Entries taken from a collection:
+ + + + + + +

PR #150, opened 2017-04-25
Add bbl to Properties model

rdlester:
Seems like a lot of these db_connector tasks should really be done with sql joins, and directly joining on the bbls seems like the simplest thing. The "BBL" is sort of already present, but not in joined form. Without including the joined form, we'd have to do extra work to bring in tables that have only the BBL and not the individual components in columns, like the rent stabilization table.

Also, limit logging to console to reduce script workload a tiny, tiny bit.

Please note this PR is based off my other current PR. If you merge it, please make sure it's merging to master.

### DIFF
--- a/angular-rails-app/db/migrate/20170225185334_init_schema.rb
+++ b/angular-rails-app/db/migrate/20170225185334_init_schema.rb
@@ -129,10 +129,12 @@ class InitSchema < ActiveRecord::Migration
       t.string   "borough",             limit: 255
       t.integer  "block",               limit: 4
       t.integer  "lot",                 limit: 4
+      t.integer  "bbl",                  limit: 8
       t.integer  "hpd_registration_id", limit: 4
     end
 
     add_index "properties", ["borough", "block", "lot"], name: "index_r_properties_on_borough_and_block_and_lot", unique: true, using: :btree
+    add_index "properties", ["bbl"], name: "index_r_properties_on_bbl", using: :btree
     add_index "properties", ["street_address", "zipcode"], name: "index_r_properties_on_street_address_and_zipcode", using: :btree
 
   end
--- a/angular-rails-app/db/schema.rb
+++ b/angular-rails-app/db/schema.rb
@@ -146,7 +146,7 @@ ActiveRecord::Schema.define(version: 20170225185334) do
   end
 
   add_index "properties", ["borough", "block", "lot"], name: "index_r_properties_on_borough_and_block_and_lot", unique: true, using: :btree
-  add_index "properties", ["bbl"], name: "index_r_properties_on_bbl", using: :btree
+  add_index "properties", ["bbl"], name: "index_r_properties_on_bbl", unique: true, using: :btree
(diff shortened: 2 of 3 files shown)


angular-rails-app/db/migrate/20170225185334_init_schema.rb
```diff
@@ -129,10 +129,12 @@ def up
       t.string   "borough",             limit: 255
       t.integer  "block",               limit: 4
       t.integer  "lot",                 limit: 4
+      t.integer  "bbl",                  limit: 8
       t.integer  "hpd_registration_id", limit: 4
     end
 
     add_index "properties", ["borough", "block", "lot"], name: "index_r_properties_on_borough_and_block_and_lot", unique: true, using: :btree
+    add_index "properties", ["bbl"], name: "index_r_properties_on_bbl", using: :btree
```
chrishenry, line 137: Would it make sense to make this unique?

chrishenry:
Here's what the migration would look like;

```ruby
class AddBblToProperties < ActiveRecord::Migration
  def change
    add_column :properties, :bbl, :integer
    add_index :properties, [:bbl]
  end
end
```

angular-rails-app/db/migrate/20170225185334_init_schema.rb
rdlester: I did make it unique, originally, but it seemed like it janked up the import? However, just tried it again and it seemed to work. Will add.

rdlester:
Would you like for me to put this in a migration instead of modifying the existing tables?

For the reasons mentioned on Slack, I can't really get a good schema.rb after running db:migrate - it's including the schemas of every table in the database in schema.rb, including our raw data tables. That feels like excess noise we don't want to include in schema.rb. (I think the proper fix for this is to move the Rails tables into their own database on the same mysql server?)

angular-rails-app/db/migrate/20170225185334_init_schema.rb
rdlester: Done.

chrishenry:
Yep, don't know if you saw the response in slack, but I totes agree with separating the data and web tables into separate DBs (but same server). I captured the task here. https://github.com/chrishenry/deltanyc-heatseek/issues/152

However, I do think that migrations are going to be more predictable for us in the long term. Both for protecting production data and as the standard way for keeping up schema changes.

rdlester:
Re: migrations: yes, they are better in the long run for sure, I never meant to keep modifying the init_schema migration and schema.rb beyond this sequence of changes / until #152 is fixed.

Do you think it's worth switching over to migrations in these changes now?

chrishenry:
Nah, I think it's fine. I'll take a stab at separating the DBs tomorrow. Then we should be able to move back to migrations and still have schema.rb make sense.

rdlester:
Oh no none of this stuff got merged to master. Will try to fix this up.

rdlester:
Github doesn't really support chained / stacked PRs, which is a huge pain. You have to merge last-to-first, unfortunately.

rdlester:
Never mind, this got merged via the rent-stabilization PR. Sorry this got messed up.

+ + + + + + +

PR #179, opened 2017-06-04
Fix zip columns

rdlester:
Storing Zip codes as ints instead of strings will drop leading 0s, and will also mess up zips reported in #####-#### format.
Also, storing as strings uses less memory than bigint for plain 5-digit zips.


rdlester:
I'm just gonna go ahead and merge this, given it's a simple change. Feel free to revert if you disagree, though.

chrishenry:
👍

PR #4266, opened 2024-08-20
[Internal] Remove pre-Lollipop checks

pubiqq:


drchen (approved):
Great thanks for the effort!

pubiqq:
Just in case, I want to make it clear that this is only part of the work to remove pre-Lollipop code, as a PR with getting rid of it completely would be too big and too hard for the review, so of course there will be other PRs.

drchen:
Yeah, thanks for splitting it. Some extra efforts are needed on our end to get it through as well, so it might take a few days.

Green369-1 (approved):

+ + + + + + +

Work task:
Nothing but the lines above from the one containing "PR #150, opened 2017-04-25" through the one containing "Also, limit logging" should appear in the answer, each repeated exactly.

Solution for this exercise:
PR #150, opened 2017-04-25
Add bbl to Properties model

rdlester:
Seems like a lot of these db_connector tasks should really be done with sql joins, and directly joining on the bbls seems like the simplest thing. The "BBL" is sort of already present, but not in joined form. Without including the joined form, we'd have to do extra work to bring in tables that have only the BBL and not the individual components in columns, like the rent stabilization table.

Also, limit logging to console to reduce script workload a tiny, tiny bit.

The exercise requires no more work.